Start of Block

PR #1321, opened 2023-03-07
bongo: consolidate test reporting and release notifications

tourdedave:
### Objective

- to enable all SDK languages to use the same mechanism for sending both test reports and release notifications
- to enable the JS core (non-generic tests) to report and send release notifications in the same manner as the SDKs

### Before

```
coverage-tests generate ./configuration --name 'sdk-name'
// run tests...
coverage-tests report ./configuration --name 'sdk-name' --reportId $GITHUB_SHA
// send notification (custom for each language)
```

### After

```
coverage-tests generate ./configuration --name 'sdk-name'
// run tests...
bongo report --name 'sdk-name' --reportId $GITHUB_SHA
bongo send-release-notification --name 'sdk name' --version 'sdk version'
```

## TODO

- [x] in core: add test result output in junit xml
- [x] in bongo: add mocked test coverage for `report` and `send-release-notification` commands
- [ ] in bongo: test flows e2e after new core route added by Bongo
- [ ] discuss this changeset with the non-JS teams


node_modules/.yarn-integrity
```diff
@@ -0,0 +1,33 @@
...
+    "@applitools/types",
+    "@applitools/ufg-client",
+    "@applitools/utils",
+    "@applitools/visual-grid-client"
+  ],
+  "topLevelPatterns": [],
+  "lockfileEntries": {},
+  "files": [],
+  "artifacts": {}
+}
```
kyrylodolynskyi, line 33: what is that?

js/packages/bongo/src/cli/index.js
```diff
@@ -236,9 +236,49 @@ yargs
   .command(
     ['send-release-notification', 'hello-world'],
```
kyrylodolynskyi, line 237: Why is there an alias `hello-world`?

kyrylodolynskyi (changes requested):
Looks nice and clean to me. There are a few questions in the comments.
There is also a small request, I would love to get rid of `convertSdkNameToReportName`. We should simply specify the names that @Yarden-Ingber wants to receive, or even better @Yarden-Ingber will accept the real SDK names (maybe with language-specific prefixes), instead of made-up keys.

node_modules/.yarn-integrity
tourdedave: 🤔 I don't know.

tourdedave:
> I would love to get rid of `convertSdkNameToReportName`. We should simply specify the names that @Yarden-Ingber wants to receive, or even better @Yarden-Ingber will accept the real SDK names (maybe with language-specific prefixes), instead of made-up keys.

I'm a fan of the first part, not sure about the second. So I propose we break it into two steps.

1. The first thing is to get rid of this function and update the SDKs in our monorepo to specify the name Bongo's service expects (and let the languages not in the mono know of this breaking change). This would remove us from being a gatekeeper in the report/notification process since we won't need to handle the name translation anymore.

2. Talk with Bongo (separate from this PR) to see if he has an appetite to update his service to accept the names of the SDKs as they are.

kyrylodolynskyi:
@tourdedave Makes perfect sense. 👍🏼 BTW we need to talk to Bongo anyway because there should be a custom endpoint to send the release notif for the core.

kyrylodolynskyi:
@tourdedave Also I would expect this PR to update all of the JS packages to send reports using bongo.

tourdedave:
> BTW we need to talk to Bongo anyway because there should be a custom endpoint to send the release notif for the core.

Oh, really? I thought we would just be able to use the same route, change the group, and it would just work ™️. Why do we need a custom endpoint?

> @tourdedave Also I would expect this PR to update all of the JS packages to send reports using bongo.

Yes, of course.

kyrylodolynskyi:
@tourdedave I believe the release notification doesn't have a `group` property. The `group` property exists in the test report and there we don't need a custom endpoint. Basically, the "custom endpoint" thing is what I heard from Bongo during our sync about it. What we actually need is any way to differentiate core notifications from sdks notifications.

tourdedave:
> @tourdedave I believe the release notification doesn't have a `group` property. The `group` property exists in the test report and there we don't need a custom endpoint. Basically, the "custom endpoint" thing is what I heard from Bongo during our sync about it. What we actually need is any way to differentiate core notifications from sdks notifications.

Got it. Thanks

tourdedave:
I talked to @Yarden-Ingber, he will add a new route for us. It will be `/send_mail/core_sdk`

kyrylodolynskyi (approved):
Looks great!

End of Block

Please reproduce each entry above exactly as it reads.

■ REPLY TO THE EXERCISE:
PR #1321, opened 2023-03-07
bongo: consolidate test reporting and release notifications

tourdedave:
### Objective

- to enable all SDK languages to use the same mechanism for sending both test reports and release notifications
- to enable the JS core (non-generic tests) to report and send release notifications in the same manner as the SDKs

### Before

```
coverage-tests generate ./configuration --name 'sdk-name'
// run tests...
coverage-tests report ./configuration --name 'sdk-name' --reportId $GITHUB_SHA
// send notification (custom for each language)
```

### After

```
coverage-tests generate ./configuration --name 'sdk-name'
// run tests...
bongo report --name 'sdk-name' --reportId $GITHUB_SHA
bongo send-release-notification --name 'sdk name' --version 'sdk version'
```

## TODO

- [x] in core: add test result output in junit xml
- [x] in bongo: add mocked test coverage for `report` and `send-release-notification` commands
- [ ] in bongo: test flows e2e after new core route added by Bongo
- [ ] discuss this changeset with the non-JS teams


node_modules/.yarn-integrity
```diff
@@ -0,0 +1,33 @@
...
+    "@applitools/types",
+    "@applitools/ufg-client",
+    "@applitools/utils",
+    "@applitools/visual-grid-client"
+  ],
+  "topLevelPatterns": [],
+  "lockfileEntries": {},
+  "files": [],
+  "artifacts": {}
+}
```
kyrylodolynskyi, line 33: what is that?

js/packages/bongo/src/cli/index.js
```diff
@@ -236,9 +236,49 @@ yargs
   .command(
     ['send-release-notification', 'hello-world'],
```
kyrylodolynskyi, line 237: Why is there an alias `hello-world`?

kyrylodolynskyi (changes requested):
Looks nice and clean to me. There are a few questions in the comments.
There is also a small request, I would love to get rid of `convertSdkNameToReportName`. We should simply specify the names that @Yarden-Ingber wants to receive, or even better @Yarden-Ingber will accept the real SDK names (maybe with language-specific prefixes), instead of made-up keys.

node_modules/.yarn-integrity
tourdedave: 🤔 I don't know.

tourdedave:
> I would love to get rid of `convertSdkNameToReportName`. We should simply specify the names that @Yarden-Ingber wants to receive, or even better @Yarden-Ingber will accept the real SDK names (maybe with language-specific prefixes), instead of made-up keys.

I'm a fan of the first part, not sure about the second. So I propose we break it into two steps.

1. The first thing is to get rid of this function and update the SDKs in our monorepo to specify the name Bongo's service expects (and let the languages not in the mono know of this breaking change). This would remove us from being a gatekeeper in the report/notification process since we won't need to handle the name translation anymore.

2. Talk with Bongo (separate from this PR) to see if he has an appetite to update his service to accept the names of the SDKs as they are.

kyrylodolynskyi:
@tourdedave Makes perfect sense. 👍🏼 BTW we need to talk to Bongo anyway because there should be a custom endpoint to send the release notif for the core.

kyrylodolynskyi:
@tourdedave Also I would expect this PR to update all of the JS packages to send reports using bongo.

tourdedave:
> BTW we need to talk to Bongo anyway because there should be a custom endpoint to send the release notif for the core.

Oh, really? I thought we would just be able to use the same route, change the group, and it would just work ™️. Why do we need a custom endpoint?

> @tourdedave Also I would expect this PR to update all of the JS packages to send reports using bongo.

Yes, of course.

kyrylodolynskyi:
@tourdedave I believe the release notification doesn't have a `group` property. The `group` property exists in the test report and there we don't need a custom endpoint. Basically, the "custom endpoint" thing is what I heard from Bongo during our sync about it. What we actually need is any way to differentiate core notifications from sdks notifications.

tourdedave:
> @tourdedave I believe the release notification doesn't have a `group` property. The `group` property exists in the test report and there we don't need a custom endpoint. Basically, the "custom endpoint" thing is what I heard from Bongo during our sync about it. What we actually need is any way to differentiate core notifications from sdks notifications.

Got it. Thanks

tourdedave:
I talked to @Yarden-Ingber, he will add a new route for us. It will be `/send_mail/core_sdk`

kyrylodolynskyi (approved):
Looks great!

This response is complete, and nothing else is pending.